:: REQUIRED WORK ::
Return every line in the entries below where the word "both" shows up.

####

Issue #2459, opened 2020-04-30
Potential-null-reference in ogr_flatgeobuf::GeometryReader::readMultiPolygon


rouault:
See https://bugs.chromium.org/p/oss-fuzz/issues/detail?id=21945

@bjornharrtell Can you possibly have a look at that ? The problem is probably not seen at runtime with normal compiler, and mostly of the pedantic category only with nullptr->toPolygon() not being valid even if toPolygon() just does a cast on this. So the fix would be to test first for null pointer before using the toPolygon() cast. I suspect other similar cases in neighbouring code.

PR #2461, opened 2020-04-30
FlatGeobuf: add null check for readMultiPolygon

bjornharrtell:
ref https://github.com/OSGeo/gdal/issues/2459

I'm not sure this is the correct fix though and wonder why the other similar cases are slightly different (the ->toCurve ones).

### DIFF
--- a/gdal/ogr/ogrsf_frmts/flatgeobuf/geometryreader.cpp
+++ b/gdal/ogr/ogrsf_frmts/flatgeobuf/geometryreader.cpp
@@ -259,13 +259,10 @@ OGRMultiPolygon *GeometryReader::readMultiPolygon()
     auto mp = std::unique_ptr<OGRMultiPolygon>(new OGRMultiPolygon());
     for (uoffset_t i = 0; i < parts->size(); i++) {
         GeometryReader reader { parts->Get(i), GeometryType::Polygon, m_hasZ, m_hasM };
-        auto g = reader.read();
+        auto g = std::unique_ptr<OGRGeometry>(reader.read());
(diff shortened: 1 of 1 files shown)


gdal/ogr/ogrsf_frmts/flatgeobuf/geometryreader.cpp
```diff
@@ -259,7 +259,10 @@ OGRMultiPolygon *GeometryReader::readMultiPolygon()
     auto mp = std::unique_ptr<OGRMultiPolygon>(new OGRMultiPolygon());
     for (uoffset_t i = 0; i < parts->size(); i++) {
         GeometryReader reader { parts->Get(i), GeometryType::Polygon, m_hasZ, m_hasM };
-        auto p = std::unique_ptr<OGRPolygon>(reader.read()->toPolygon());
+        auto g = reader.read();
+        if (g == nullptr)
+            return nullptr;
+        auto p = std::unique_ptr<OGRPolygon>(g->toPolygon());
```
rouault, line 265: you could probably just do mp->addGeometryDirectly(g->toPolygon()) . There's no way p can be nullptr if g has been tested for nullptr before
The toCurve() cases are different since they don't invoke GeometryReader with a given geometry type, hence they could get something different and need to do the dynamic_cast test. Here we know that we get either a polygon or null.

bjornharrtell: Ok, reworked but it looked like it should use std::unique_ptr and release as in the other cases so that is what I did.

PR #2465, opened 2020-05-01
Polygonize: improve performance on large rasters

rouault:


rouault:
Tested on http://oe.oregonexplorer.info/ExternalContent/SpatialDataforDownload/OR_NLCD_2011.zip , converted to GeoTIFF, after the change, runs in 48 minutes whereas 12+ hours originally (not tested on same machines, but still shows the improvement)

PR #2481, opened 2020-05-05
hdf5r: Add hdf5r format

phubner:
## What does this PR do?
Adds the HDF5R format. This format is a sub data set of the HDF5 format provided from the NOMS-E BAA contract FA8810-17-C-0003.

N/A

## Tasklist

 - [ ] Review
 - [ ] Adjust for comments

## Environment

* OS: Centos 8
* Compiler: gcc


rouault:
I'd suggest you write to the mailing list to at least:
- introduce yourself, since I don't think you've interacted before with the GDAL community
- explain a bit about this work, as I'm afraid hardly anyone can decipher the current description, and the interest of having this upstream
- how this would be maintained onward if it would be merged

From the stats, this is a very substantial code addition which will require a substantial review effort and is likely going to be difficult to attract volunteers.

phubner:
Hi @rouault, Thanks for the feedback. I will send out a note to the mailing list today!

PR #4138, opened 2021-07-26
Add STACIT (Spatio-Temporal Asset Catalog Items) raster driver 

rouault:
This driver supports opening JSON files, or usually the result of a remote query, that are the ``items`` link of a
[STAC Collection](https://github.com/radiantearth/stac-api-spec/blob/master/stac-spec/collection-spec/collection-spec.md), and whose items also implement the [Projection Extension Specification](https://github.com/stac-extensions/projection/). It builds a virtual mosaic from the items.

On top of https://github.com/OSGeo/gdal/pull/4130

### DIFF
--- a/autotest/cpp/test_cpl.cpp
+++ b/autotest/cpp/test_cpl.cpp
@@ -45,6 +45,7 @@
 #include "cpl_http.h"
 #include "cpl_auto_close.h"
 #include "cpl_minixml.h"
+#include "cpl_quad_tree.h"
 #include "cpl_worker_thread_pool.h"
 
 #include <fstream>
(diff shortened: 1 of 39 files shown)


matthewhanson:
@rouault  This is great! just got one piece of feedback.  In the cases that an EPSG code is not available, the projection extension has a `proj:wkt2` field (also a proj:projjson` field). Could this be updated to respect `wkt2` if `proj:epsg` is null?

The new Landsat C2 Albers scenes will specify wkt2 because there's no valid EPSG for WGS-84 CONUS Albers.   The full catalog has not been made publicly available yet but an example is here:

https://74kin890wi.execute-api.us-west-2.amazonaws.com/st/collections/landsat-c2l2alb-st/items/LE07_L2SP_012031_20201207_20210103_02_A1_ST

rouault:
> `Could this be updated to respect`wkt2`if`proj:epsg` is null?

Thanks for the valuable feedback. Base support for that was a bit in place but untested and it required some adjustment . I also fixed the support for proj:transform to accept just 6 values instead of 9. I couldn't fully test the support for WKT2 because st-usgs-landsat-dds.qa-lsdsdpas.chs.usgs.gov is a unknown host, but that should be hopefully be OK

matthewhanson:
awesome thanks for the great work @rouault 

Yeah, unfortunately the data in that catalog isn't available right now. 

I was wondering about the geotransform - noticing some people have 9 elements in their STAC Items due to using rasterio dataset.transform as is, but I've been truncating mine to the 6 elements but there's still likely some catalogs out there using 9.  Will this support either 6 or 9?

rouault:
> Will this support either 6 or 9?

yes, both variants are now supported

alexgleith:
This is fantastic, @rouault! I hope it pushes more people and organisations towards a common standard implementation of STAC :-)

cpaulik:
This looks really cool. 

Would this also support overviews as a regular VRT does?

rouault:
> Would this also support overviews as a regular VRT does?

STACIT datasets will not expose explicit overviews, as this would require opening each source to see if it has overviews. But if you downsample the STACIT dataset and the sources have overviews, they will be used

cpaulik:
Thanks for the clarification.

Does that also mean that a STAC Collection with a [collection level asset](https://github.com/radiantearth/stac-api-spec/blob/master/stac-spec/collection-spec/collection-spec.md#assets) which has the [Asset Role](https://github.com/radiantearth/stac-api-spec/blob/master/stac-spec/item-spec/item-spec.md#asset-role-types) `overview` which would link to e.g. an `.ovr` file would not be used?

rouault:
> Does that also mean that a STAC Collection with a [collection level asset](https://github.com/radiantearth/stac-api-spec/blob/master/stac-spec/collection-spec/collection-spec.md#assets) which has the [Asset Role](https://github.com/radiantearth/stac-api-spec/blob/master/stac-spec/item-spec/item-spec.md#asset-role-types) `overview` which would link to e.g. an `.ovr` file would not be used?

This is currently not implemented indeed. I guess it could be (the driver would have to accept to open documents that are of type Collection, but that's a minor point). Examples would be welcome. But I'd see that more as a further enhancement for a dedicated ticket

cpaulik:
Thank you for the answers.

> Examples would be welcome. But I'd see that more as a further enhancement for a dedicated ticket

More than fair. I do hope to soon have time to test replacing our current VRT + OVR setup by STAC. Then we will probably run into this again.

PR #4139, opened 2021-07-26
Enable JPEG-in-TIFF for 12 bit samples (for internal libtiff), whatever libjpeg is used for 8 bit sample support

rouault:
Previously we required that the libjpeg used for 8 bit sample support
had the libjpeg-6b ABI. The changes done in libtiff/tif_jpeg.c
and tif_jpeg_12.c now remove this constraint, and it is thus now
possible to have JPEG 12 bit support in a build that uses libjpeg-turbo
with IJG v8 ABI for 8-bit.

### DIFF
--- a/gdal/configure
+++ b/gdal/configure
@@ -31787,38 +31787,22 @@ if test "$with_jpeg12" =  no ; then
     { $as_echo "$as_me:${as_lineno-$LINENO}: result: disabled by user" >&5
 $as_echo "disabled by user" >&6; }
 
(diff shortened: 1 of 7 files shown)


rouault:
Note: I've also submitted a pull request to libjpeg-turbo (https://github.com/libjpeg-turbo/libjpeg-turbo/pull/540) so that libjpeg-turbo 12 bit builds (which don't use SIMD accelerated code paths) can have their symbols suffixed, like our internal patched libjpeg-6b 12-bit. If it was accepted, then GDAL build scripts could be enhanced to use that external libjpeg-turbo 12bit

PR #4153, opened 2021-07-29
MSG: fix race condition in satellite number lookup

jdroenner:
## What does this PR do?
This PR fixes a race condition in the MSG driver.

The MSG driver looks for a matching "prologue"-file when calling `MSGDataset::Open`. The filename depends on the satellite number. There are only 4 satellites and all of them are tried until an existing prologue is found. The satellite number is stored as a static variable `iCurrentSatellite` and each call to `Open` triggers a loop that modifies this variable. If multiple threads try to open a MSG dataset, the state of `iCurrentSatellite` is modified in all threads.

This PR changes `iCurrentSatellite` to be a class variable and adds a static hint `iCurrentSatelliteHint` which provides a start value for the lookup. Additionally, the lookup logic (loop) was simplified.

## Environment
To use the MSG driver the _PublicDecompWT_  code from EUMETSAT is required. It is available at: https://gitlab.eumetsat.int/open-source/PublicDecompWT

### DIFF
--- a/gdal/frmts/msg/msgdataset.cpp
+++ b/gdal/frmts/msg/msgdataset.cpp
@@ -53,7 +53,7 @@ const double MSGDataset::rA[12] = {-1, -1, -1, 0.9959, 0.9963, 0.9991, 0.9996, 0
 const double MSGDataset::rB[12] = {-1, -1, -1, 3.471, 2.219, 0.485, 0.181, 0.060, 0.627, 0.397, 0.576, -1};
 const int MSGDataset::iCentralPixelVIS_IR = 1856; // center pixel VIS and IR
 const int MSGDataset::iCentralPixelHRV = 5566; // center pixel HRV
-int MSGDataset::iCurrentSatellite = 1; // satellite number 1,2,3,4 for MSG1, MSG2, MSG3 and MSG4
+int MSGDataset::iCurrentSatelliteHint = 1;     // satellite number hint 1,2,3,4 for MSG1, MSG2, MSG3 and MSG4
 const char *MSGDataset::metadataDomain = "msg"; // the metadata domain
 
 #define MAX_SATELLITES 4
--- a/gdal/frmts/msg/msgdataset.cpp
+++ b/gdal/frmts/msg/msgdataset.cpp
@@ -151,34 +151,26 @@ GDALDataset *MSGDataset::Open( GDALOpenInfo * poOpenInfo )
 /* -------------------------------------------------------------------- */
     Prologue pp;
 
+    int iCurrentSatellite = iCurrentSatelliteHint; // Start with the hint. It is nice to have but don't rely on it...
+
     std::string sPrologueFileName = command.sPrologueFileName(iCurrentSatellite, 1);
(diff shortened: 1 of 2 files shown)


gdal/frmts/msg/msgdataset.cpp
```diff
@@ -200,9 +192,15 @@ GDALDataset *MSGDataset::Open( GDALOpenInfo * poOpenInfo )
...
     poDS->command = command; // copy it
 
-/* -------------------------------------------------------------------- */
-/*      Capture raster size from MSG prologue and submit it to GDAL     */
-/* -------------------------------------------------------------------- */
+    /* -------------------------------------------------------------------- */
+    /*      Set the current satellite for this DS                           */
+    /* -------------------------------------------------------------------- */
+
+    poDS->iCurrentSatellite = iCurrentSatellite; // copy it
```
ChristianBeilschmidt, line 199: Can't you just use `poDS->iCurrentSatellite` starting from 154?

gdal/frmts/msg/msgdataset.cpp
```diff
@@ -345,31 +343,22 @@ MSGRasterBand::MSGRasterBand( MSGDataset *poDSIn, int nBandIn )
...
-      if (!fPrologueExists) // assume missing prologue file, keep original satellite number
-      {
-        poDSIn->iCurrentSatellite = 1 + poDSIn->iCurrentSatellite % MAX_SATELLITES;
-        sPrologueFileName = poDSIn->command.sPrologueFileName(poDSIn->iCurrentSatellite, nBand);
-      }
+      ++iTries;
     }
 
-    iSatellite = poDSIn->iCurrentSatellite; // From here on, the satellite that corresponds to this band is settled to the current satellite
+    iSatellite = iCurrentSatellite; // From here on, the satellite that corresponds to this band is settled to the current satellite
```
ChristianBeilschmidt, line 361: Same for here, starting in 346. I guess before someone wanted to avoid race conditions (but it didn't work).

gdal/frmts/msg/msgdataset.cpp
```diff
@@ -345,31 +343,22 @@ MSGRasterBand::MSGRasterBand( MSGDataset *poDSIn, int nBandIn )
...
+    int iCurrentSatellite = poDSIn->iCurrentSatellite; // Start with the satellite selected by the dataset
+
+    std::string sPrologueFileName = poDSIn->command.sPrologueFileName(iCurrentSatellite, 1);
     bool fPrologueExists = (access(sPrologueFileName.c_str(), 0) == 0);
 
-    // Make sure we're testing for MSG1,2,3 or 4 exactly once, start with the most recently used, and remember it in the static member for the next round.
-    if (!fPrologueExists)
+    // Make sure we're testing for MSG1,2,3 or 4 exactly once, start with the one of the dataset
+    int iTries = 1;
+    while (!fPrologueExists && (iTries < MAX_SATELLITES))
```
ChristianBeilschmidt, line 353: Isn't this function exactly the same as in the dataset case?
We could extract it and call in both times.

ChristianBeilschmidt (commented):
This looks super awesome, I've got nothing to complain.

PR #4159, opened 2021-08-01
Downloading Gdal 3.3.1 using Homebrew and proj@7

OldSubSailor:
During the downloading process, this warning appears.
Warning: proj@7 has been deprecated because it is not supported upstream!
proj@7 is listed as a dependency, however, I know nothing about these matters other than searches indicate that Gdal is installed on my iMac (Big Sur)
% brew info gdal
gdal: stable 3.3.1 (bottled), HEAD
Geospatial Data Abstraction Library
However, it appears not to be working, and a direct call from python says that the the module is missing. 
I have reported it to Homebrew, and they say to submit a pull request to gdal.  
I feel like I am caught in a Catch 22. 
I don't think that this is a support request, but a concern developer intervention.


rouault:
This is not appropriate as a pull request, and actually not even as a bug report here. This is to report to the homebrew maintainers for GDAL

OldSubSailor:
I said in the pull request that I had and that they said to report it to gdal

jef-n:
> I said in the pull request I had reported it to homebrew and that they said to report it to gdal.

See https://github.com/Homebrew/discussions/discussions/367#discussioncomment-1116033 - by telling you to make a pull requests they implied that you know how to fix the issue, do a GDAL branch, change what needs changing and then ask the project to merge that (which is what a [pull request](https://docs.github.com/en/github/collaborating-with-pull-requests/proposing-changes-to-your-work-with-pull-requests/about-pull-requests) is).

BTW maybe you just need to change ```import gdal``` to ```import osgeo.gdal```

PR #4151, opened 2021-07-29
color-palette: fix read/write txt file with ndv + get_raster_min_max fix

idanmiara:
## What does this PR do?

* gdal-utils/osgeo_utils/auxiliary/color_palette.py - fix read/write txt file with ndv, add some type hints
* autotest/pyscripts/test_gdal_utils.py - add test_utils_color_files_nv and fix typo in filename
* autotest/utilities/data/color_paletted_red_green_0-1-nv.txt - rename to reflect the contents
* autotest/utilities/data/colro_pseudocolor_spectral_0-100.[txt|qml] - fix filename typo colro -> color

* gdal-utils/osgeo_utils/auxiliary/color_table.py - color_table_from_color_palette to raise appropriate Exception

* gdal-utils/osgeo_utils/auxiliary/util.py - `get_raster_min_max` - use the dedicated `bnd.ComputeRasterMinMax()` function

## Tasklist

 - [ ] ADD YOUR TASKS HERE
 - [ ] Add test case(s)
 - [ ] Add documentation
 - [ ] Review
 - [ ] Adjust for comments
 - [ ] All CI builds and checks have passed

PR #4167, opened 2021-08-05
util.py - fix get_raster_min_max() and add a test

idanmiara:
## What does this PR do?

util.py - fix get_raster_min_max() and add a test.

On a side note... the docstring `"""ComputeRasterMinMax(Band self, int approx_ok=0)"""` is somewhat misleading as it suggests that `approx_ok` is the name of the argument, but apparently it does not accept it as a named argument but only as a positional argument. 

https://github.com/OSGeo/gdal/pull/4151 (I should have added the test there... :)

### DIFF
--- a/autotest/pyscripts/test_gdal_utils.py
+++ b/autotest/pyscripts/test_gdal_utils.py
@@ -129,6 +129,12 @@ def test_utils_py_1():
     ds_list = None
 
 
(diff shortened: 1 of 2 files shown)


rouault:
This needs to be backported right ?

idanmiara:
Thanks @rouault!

####

:: EXERCISE RESPONSE ::
yes, both variants are now supported
We could extract it and call in both times.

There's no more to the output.